PR #1378, opened 2021-02-22
Fix type of `ctx.from`

wojpawlik:
@EdJoPaTo, what should I rename `GetMessageFromAnySource` to? Also, it'd be nice if you checked it actually works: `npm install --no-save telegraf/telegraf#8ad3d7d`

# Checklist:

### DIFF
--- a/package-lock.json
+++ b/package-lock.json
@@ -4170,9 +4170,9 @@
       "dev": true
     },
     "typegram": {
-      "version": "3.1.4",
-      "resolved": "https://registry.npmjs.org/typegram/-/typegram-3.1.4.tgz",
-      "integrity": "sha512-AsYxLLynwBgeUJNU+3oSYNPSB3bwb/uyzrEPvrPwC0HXCYhW+otNV5q4T8Sb43SQSAP71hWC8EzBgDtlGGBx0A=="
+      "version": "3.1.10",
+      "resolved": "https://registry.npmjs.org/typegram/-/typegram-3.1.10.tgz",
+      "integrity": "sha512-VfsuVP4uqk9yllRpaGp9yFpzvLKXghFCOSc3TVi+fy1IL2Bi4z2gJ9rMgVSSug4pWQP8Ui7Isvl14yYV8VEWaQ=="
     },
     "typescript": {
       "version": "4.1.3",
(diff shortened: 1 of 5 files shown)


EdJoPaTo:
your fix does [seem to work](https://github.com/EdJoPaTo/wikidata-telegram-bot/runs/1952517232?check_suite_focus=true). `xo` fails for whatever reason but as that's the second command the first ran successfully… which means… `tsc` compiled without errors. Locally it also works.

About the name… Maybe just `MessageFromAnySource` without the get? Other than that the type exactly describes what it does.

wojpawlik:
The problem is, it can now return non-`Message`:
obraz

EdJoPaTo:
Maybe `UpdateContent`?

wojpawlik:
I need help fixing tests @KnorpelSenf

wojpawlik:
I had to rename `UpdateTypes` array to avoid name conflicts, so I moved it to `telegram-types.ts` while at it to avoid circular import. Because `telegram-types.ts` now contains runtime code, TypeScript must emit the import. These lines typecheck, but fail at runtime:

https://github.com/telegraf/telegraf/blob/2fcffb2cee939dafcd11ff65772a17ff562a932f/src/telegram-types.ts#L7-L13

There are 3 possible solutions:

1. Don't reexport the types here, import those directly from `typegram`,
2. Use named re-exports (`export { Foo }`),
3. Change `typegram` so that star re-exports work:
   ```ts
   "exports": {
     ".": "./index.js",
     "./callback": "./index.js",
     "./inline": "./index.js",
     "./manage": "./index.js",
     "./message": "./index.js",
     "./passport": "./index.js",
     "./payment": "./index.js",
     "./update": "./index.js"
   },
   ```

Related to #1380

EdJoPaTo:
Personally I try to avoid reexports as this introduces additional complexity. (I only use index.ts with reexports sometimes)

wojpawlik:
Option 1 is too much work for this PR, might reconsider for #1380.

So if @KnorpelSenf wants `typegram` to support `export * from "typegram/*"`, I'll just upgrade, otherwise option 2.

KnorpelSenf:
Does the remapping of all files to `index.js` actually have the desired effect? I'm not too familiar with how Node handles this, but I'd expect that doing `import * from 'typegram/message'` would then be the same as `import * from 'typegram'`, which does not solve the problem.

Otherwise, I'd accept a PR about this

━━━━━━━━

- BRIEF -
With the line containing "So if @KnorpelSenf" as the first, output each line through the final line of the entries above, exactly.

- SOLUTION -
So if @KnorpelSenf wants `typegram` to support `export * from "typegram/*"`, I'll just upgrade, otherwise option 2.

KnorpelSenf:
Does the remapping of all files to `index.js` actually have the desired effect? I'm not too familiar with how Node handles this, but I'd expect that doing `import * from 'typegram/message'` would then be the same as `import * from 'typegram'`, which does not solve the problem.

Otherwise, I'd accept a PR about this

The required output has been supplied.